27 Aralık 2016 Salı

Yine Bir Şükür Nefesiydi Kokan

Öğlen güneşi yokluğu yakışmamıştı gökyüzüne. Okul dönüşü eve varacak olmanın heyecanını yaşayan, ülkemizin geleceği minik ayaklar buz keşmiş ilerliyordu, tirek mi titrek. Avlu misler gibi kokmuş, bayram yeri ortalık.

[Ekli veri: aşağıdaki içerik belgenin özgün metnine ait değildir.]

PR #1399, opened 2025-04-30
fix(redis): apply namespace prefix once and add regression test

ItayLeon-Max:
🛠️ Fix: Namespace Prefix Applied Twice

This PR resolves a bug where the Redis namespace was being prefixed twice when using KeyvRedis with a namespace option.

✅ Changes:
	•	Ensures namespace is only applied once by controlling prefixing in the adapter.
	•	Adds a test to verify users::admin is stored and not users::users::admin.

🧪 Result:

Test namespace-prefix.test.ts now passes as expected:
`expect(keys).toContain('users::admin');
expect(keys).not.toContain('users::users::admin');`

Let me know if you’d like anything adjusted!

### DIFF
--- a/package.json
+++ b/package.json
@@ -31,6 +31,16 @@
     "xo": "^0.60.0"
   },
   "pnpm": {
-    "onlyBuiltDependencies": ["esbuild", "protobufjs", "sqlite325h", "sqlite3"]
+    "onlyBuiltDependencies": [
+      "esbuild",
+      "protobufjs",
+      "sqlite325h",
+      "sqlite3"
+    ]
+  },
+  "dependencies": {
+    "@redis/client": "^1.6.0",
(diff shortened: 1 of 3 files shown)


ItayLeon-Max:
Hi! Just a quick note:
🛠 This PR was created from a fork, so GitHub workflows are pending your approval (as expected).
More info: [GitHub Docs on approving workflows](https://docs.github.com/en/actions/managing-workflow-runs/approving-workflow-runs-from-public-forks)

Also, let me know if you’d prefer I remove the console.log debug lines — I only added them to help verify the namespace behavior during testing. I’m happy to push a clean commit without them if needed.

Thanks! 🙏

jaredwray:
@ItayLeon-Max - this seems to not fix anything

Kapıdan içeri girmek isteyen minik beden, delinmiş ayakkabısının vahametine uğramış yine, çoraplar ıslak. Görse annesi bir tokat atacak belki, korku yakışır mıydı o yumruk kadar kalbe. Yakışmadı ama vardı. Annesi görmeden çorapları çıkarmalı kuruması için bir köşeye bırakmalıydı. O köşe sobaya yakın olmalı, annesinin görmeyeceği kadar da uzak. Ahhh sobaya yaklaştıkça gurultuları artıyor midenin, çörekkk kokusuu... Sığmamış dört duvara gördün mü? Avluya bile yayılmıştı ha! Daha da yayılabileceği dört duvar yok ya neyse 'şükür'. Değiştiriyor minik beden kıyafetlerini; kimi yan komşunun, kimi karşı komşunun verdikleriyle oluşan kombinini giyiveriyor. Kapitalist sisteme boyun eğebilecek kadar cepleri dolu değil 'şükür'. Ahh açlık vuruyor bütün bedene, beden de sanki ne kadarsa, ilkokul çağı çocuğu kardeşim zorlamayın. Anne çöreği, çok lezzetli bir o kadar tarifide basit. Artmış olan ekmekleri biraz su biraz unla harmanlayıp tekrar hamur haline getiriyorsunuz, basit bir iki yuvarlak oluşturup sobanın üzerinde pişmeye bırakıyorsunuz. Bu kadar 🙂 Tekrardan hamur olabilen ekmeğe 'şükür'. Karınlar doydu, gibi gibi. Yer sofrasında sıcak gülüşler eşlik etti soğuyan havaya. An bitecek sofra kalkacak, aynı yere yataklar serilecek. Aynı bedenler yan yana sokulacak, gece oldukça biraz daha, biraz daha değecek ten tene. Talaş sönecek, yarına odun bırakılacak. 'Şükür'
Ne güzel öğrettiler değil mi? Önce fakirliği mutluluk diye sattılar, sonra şükret deyip susturdular. Hak savunamadık, keseden 5-10'da bize verin diyemedik. Sabah 5'te kalktı kimimiz, işine gücüne baktı. Kaçtı rüyalar vakit kalmadı. Ayaklar nasır oldu, eller çatlak .... Sofrada ekmek eksik olmasın, doysun çocuklar dediler de, şu da bizim hakkımız verin diyemediler. Çalışmakla öyle doluydu ki zaman, hak aramaya bir dilim zaman yoktu. Ne garip, bir dilim ekmek bulmak da zordu. Amma 'şükür' bak nefesimiz kokuyor. Dillerdeki bu şükür bir zamanlar Yaradan'ın kula bahşettiği herşey içindi, ne güzeldi. Şimdi kulun kula bahşettiğine eder olduk şükür. Yetmedi teşekkür ettik be ... Açtık yine yedik, yiyoruz!